Scientific research for medical purposes, takes place in preclinical and clinical settings as well as after clinical trials and approval of therapies.
Having achieved positive, pre-clinical results, further research of therapies concerning safety and efficacy for human application is then commenced. If the expectations can be confirmed during these trials, further studies are carried out with the aim of obtaining marketing authorisation as a drug or medical device.Usually the initiator of such trials are commercial corporations and a commercial purpose is the center of attention.
Contrary to this, non-commercial clinical trials can also be found. Ideas and concepts for such trials usually origin from medical professionals and researchers in the academic and non-academic sectors. Their goals, among others, is the optimisation of therapies, based on experiences made within the scope of already authorised applications.
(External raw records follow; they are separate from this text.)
PR #438, opened 2026-07-09
fix: fix html styling to match native theme and stop flickering during scans.

andrewrobinsonhodges-snyk:
### Description

Before:
Screenshot 2026-07-08 at 17 17 07

After:
Screenshot 2026-07-09 at 09 42 15

### Checklist

- [ ] Read and understood the [Code of Conduct](https://github.com/snyk/snyk-eclipse-plugin/blob/main/CODE_OF_CONDUCT.md) and [Contributing Guidelines](https://github.com/snyk/snyk-eclipse-plugin/blob/main/CONTRIBUTING.md).
- [x] Linted
- [ ] CHANGELOG.md updated

### Screenshots / GIFs

### DIFF
--- a/plugin/src/main/java/io/snyk/eclipse/plugin/html/BaseHtmlProvider.java
+++ b/plugin/src/main/java/io/snyk/eclipse/plugin/html/BaseHtmlProvider.java
@@ -5,6 +5,7 @@ import java.util.Locale;
 import java.util.Map;
 import java.util.Random;
 import java.util.concurrent.ConcurrentHashMap;
+import java.util.concurrent.atomic.AtomicInteger;
 import java.util.regex.Matcher;
 import java.util.regex.Pattern;
 
@@ -40,7 +41,7 @@ public class BaseHtmlProvider {
 	// user switches Eclipse light↔dark at runtime those caches go stale. A global generation counter is
 	// bumped on theme change; each instance lazily clears its caches when it sees a newer generation, so
 	// the next render re-resolves foreground/border/etc. from the new theme (not just the background).
-	private static volatile int themeGeneration;
+	private static final AtomicInteger themeGeneration = new AtomicInteger();
 	private volatile int cacheGeneration;
 
 	public static void setIdeBackgroundColorHex(String hex) {
@@ -53,7 +54,7 @@ public class BaseHtmlProvider {
 
 	/** Signals that the Eclipse theme changed; cached theme colors are re-resolved on the next render. */
 	public static void invalidateThemeCaches() {
-		themeGeneration++;
+		themeGeneration.incrementAndGet();
 	}
 
 
@@ -409,7 +410,7 @@ public class BaseHtmlProvider {
 		if (Preferences.getInstance().isTest()) {
 			return;
 		}
-		int currentGeneration = themeGeneration;
+		int currentGeneration = themeGeneration.get();
 		if (cacheGeneration == currentGeneration) {
 			return;
 		}
--- a/plugin/src/main/java/io/snyk/eclipse/plugin/html/BaseHtmlProvider.java
+++ b/plugin/src/main/java/io/snyk/eclipse/plugin/html/BaseHtmlProvider.java
@@ -28,13 +28,26 @@ public class BaseHtmlProvider {
 	private final Map<String, String> colorCache = new HashMap<>();
 	private String nonce = "";
 
+	// The actual themed view background, captured from an SWT control that the e4 CSS engine has
+	// styled (see SnykToolView). This is the true "Eclipse grey" for the view content area — the tab
+	// color keys used below resolve to the lighter tab-strip grey, which does not match adjacent views.
+	// Shared statically so every provider instance (tree/summary/detail) resolves the same background.
+	private static volatile String ideBackgroundColorHex;
+
+	public static void setIdeBackgroundColorHex(String hex) {
+		ideBackgroundColorHex = hex;
+	}
+
+	public static String getIdeBackgroundColorHex() {
+		return ideBackgroundColorHex;
+	}
+
 
 	// Eclipse theme color keys
 	private static final String THEME_INACTIVE_TAB_BG = "org.eclipse.ui.workbench.INACTIVE_TAB_BG_START";
 	private static final String THEME_ACTIVE_TAB_KEYLINE = "org.eclipse.ui.workbench.ACTIVE_TAB_OUTER_KEYLINE_COLOR";
 	private static final String THEME_ACTIVE_TAB_SELECTED_TEXT = "org.eclipse.ui.workbench.ACTIVE_TAB_SELECTED_TEXT_COLOR";
 	private static final String THEME_ACTIVE_TAB_TEXT = "org.eclipse.ui.workbench.ACTIVE_TAB_TEXT_COLOR";
-	private static final String THEME_ACTIVE_NOFOCUS_TAB_BG = "org.eclipse.ui.workbench.ACTIVE_NOFOCUS_TAB_BG_START";
 	private static final String THEME_ACTIVE_TAB_BG_END = "org.eclipse.ui.workbench.ACTIVE_TAB_BG_END";
 	private static final String THEME_ACTIVE_HYPERLINK = "ACTIVE_HYPERLINK_COLOR";
 	private static final String THEME_DARK_BACKGROUND = "org.eclipse.ui.workbench.DARK_BACKGROUND";
@@ -182,12 +195,16 @@ public class BaseHtmlProvider {
 
 		boolean dark = Boolean.TRUE.equals(isDarkTheme());
 
+		// The true Eclipse view background. Both --ide-background-color and --background-color resolve to
+		// this single value so every panel (tree/summary/detail) matches each other and the adjacent views.
+		String ideBg = getIdeBackgroundHex();
+
 		// Replace CSS variables with actual color values
 		htmlStyled = htmlStyled.replace(CSS_VAR_TEXT_COLOR, getColorAsHex(THEME_ACTIVE_TAB_SELECTED_TEXT, "#000000"));
 		htmlStyled = htmlStyled.replace(CSS_VAR_DIMMED_TEXT_COLOR, getColorAsHex(THEME_ACTIVE_TAB_TEXT, "#4F5456"));
 
-		htmlStyled = htmlStyled.replace(CSS_VAR_IDE_BACKGROUND_COLOR, getColorAsHex(THEME_ACTIVE_NOFOCUS_TAB_BG, DEFAULT_WHITE_COLOR));
-		htmlStyled = htmlStyled.replace(CSS_VAR_BACKGROUND_COLOR, getColorAsHex(THEME_ACTIVE_TAB_BG_END, DEFAULT_WHITE_COLOR));
+		htmlStyled = htmlStyled.replace(CSS_VAR_IDE_BACKGROUND_COLOR, ideBg);
+		htmlStyled = htmlStyled.replace(CSS_VAR_BACKGROUND_COLOR, ideBg);
 		htmlStyled = htmlStyled.replace(CSS_VAR_CODE_BACKGROUND_COLOR,
 				getColorAsHex(THEME_INACTIVE_TAB_BG, DEFAULT_SECTION_BG_COLOR));
 		htmlStyled = htmlStyled.replace(CSS_VAR_BUTTON_COLOR,
@@ -212,7 +229,7 @@ public class BaseHtmlProvider {
 		// Replace CSS variables used in LS-served HTML (settings page)
 		// Get Eclipse theme colors
 		String textColor = getColorAsHex(THEME_ACTIVE_TAB_SELECTED_TEXT, "#000000");
-		String bgColor = getColorAsHex(THEME_ACTIVE_TAB_BG_END, DEFAULT_WHITE_COLOR);
+		String bgColor = ideBg;
 		String inputBgColor = getColorAsHex(THEME_INACTIVE_TAB_BG, DEFAULT_SECTION_BG_COLOR);
 		String borderColor = getColorAsHex(THEME_ACTIVE_TAB_KEYLINE, DEFAULT_BORDER_COLOR);
 		String focusColor = getColorAsHex(THEME_ACTIVE_HYPERLINK, "#0066cc");
@@ -299,6 +316,11 @@ public class BaseHtmlProvider {
 		vsCodeVarMap.put("vscode-scrollbarSlider-background", inputBgColor);
 		vsCodeVarMap.put("vscode-scrollbarSlider-hoverBackground", adjustForHover(inputBgColor, dark));
 		vsCodeVarMap.put("vscode-scrollbarSlider-activeBackground", adjustBrightness(inputBgColor, dark ? 1.2f : 0.8f));
+		// Tree-view tooltips (.tree-tooltip) key off these. Without a mapping the CSS falls back to a
+		// hardcoded dark background (#252526), which is invisible/unreadable in the light theme.
+		vsCodeVarMap.put("vscode-editorHoverWidget-background", inputBgColor);
+		vsCodeVarMap.put("vscode-editorHoverWidget-foreground", textColor);
+		vsCodeVarMap.put("vscode-editorHoverWidget-border", borderColor);
 		htmlStyled = replaceRemainingCssVars(htmlStyled, vsCodeVarMap);
 
 		htmlStyled = htmlStyled.replace("${headerEnd}", "");
@@ -347,6 +369,20 @@ public class BaseHtmlProvider {
 
 		// CSS allows 3 decimal places of precision for calculations.
 		return String.format(Locale.ROOT, "%.3frem", targetSizePt / startingFontSizePt);
+	}
+
+	/**
+	 * Returns the true Eclipse view background as a hex string. Prefers the value captured from a
+	 * themed SWT control (set via {@link #setIdeBackgroundColorHex(String)}), which reflects the exact
+	 * grey the active theme paints view content with. Falls back to the tab-strip background key when no
+	 * control-derived value is available (e.g. before the view is created, or in test mode).
+	 */
+	public String getIdeBackgroundHex() {
+		String captured = ideBackgroundColorHex;
+		if (captured != null && !captured.isEmpty()) {
+			return captured;
+		}
+		return getColorAsHex(THEME_ACTIVE_TAB_BG_END, DEFAULT_WHITE_COLOR);
 	}
 
 	public String getColorAsHex(String colorKey, String defaultColor) {
--- a/plugin/src/main/java/io/snyk/eclipse/plugin/html/BaseHtmlProvider.java
+++ b/plugin/src/main/java/io/snyk/eclipse/plugin/html/BaseHtmlProvider.java
@@ -4,6 +4,7 @@ import java.util.HashMap;
 import java.util.Locale;
 import java.util.Map;
 import java.util.Random;
+import java.util.concurrent.ConcurrentHashMap;
 import java.util.regex.Matcher;
 import java.util.regex.Pattern;
 
@@ -25,12 +26,22 @@ import io.snyk.languageserver.protocolextension.messageObjects.PresentableError;
 
 public class BaseHtmlProvider {
 	private final Random random = new Random();
-	private final Map<String, String> colorCache = new HashMap<>();
+	// ConcurrentHashMap, not HashMap: the detail panel renders off the UI thread
+	// (BrowserHandler.updateBrowserContent → CompletableFuture.runAsync) against a shared singleton
+	// provider, so refreshThemeCachesIfStale's clear() can race getColorAsHex's computeIfAbsent.
+	private final Map<String, String> colorCache = new ConcurrentHashMap<>();
 	private String nonce = "";
 
 	// The native themed view background color from Eclipse.
 	// Shared statically so every provider instance (tree/summary/detail) resolves the same background.
 	private static volatile String ideBackgroundColorHex;
+
+	// Resolved theme colors are cached per instance (colorCache/colorRegistry/currentTheme). When the
+	// user switches Eclipse light↔dark at runtime those caches go stale. A global generation counter is
+	// bumped on theme change; each instance lazily clears its caches when it sees a newer generation, so
+	// the next render re-resolves foreground/border/etc. from the new theme (not just the background).
+	private static volatile int themeGeneration;
+	private volatile int cacheGeneration;
 
 	public static void setIdeBackgroundColorHex(String hex) {
 		ideBackgroundColorHex = hex;
@@ -38,6 +49,11 @@ public class BaseHtmlProvider {
 
 	public static String getIdeBackgroundColorHex() {
 		return ideBackgroundColorHex;
+	}
+
+	/** Signals that the Eclipse theme changed; cached theme colors are re-resolved on the next render. */
+	public static void invalidateThemeCaches() {
+		themeGeneration++;
 	}
 
 
@@ -178,6 +194,7 @@ public class BaseHtmlProvider {
 	}
 
 	public String replaceCssVariables(String html, boolean useRelativeFontSize) {
+		refreshThemeCachesIfStale();
 		// Build the CSS with the nonce
 		String nonce = getNonce();
 		String css = "<style nonce=\"" + nonce + "\">" + getCss() + "</style>";
@@ -381,6 +398,32 @@ public class BaseHtmlProvider {
 		return getColorAsHex(THEME_ACTIVE_TAB_BG_END, DEFAULT_WHITE_COLOR);
 	}
 
+	// Re-resolves this instance's cached theme colors if a theme change has been signalled since the
+	// last render, so subsequent getColorAsHex lookups reflect the current theme. Only re-fetches inside
+	// the branch (never taken until invalidateThemeCaches bumps the generation), so test renders — which
+	// have no running workbench — never call PlatformUI here.
+	private void refreshThemeCachesIfStale() {
+		// Test mode never resolves real colors (getColorAsHex short-circuits), and there is no workbench,
+		// so keep the PlatformUI call out of headless runs — self-enforcing rather than relying on the
+		// generation never being bumped in tests.
+		if (Preferences.getInstance().isTest()) {
+			return;
+		}
+		int currentGeneration = themeGeneration;
+		if (cacheGeneration == currentGeneration) {
+			return;
+		}
+		colorCache.clear();
+		ITheme freshTheme = PlatformUI.getWorkbench().getThemeManager().getCurrentTheme();
+		// Publish currentTheme/colorRegistry (both volatile) BEFORE the volatile cacheGeneration write, so
+		// a concurrent reader that observes the new generation is guaranteed to also see the new fields
+		// (happens-before via the cacheGeneration volatile). Writing the generation first would let a
+		// reader skip its own refresh and then read a stale registry.
+		currentTheme = freshTheme;
+		colorRegistry = freshTheme.getColorRegistry();
+		cacheGeneration = currentGeneration;
+	}
+
 	public String getColorAsHex(String colorKey, String defaultColor) {
 		if (Preferences.getInstance().isTest()) {
 			return "";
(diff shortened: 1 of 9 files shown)


plugin/src/main/java/io/snyk/eclipse/plugin/views/snyktoolview/SnykToolView.java
```diff
@@ -62,11 +104,171 @@ public void createPartControl(Composite parent) {
...
+	 * re-publish it and re-render each panel so they adopt the correct grey. Attempted twice to guard
+	 * against the CSS styling landing a cycle later than the first attempt; the work is idempotent, so
+	 * the second attempt is a no-op once the color has been applied.
+	 */
+	private void captureThemeBackgroundDeferred() {
+		if (rootComposite == null || rootComposite.isDisposed()) {
+			return;
+		}
+		rootComposite.getDisplay().asyncExec(this::applyThemeColorsIfChanged);
+		rootComposite.getDisplay().timerExec(300, this::applyThemeColorsIfChanged);
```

Reaching higher efficacy, improving tolerance and providing a more comfortable therapy application for the patient are the most common goals of non-commercial research.
Non-commercial research must be conducted following the same strict prerequisites as commercial research. The financing of a project is oftentimes very difficult. The results of these studies are of great importance for patients. Without non-commercial research, many topics that are important for a patient would not be subject to research. It is precisely these improvements in therapies, that are fundamentally important for patients. For example, such optimizations can be achieved by new combinations, changed dosages or changes in the application form.